═════ SUPPLIED DATA ═════
PR #3866, opened 2022-06-03
More EDTR UI Fixes & Updates

tn3rb:
These are some other UI updates for the EDTR and admin refresh that have been sitting in a branch on my local system that I wanted to move so that I don't have to keep rebasing it.

Most changes are fixes for responsive layouts, but the biggest visible change is a redesign to the editor tabs, ex:

Screenshot 2022-06-03 105305

Screenshot 2022-06-03 105347

works on older add-ons too:

Screenshot 2022-06-03 105416

although they have not been updated to show icons


hoseinrafiei (dismissed):
Great

hoseinrafiei (dismissed):
💯👍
═════
> [PROBLEM DESCRIPTION]
Scan the entries and show every line in which the word "been" is found.

> [RESULT BELOW]
These are some other UI updates for the EDTR and admin refresh that have been sitting in a branch on my local system that I wanted to move so that I don't have to keep rebasing it.
although they have not been updated to show icons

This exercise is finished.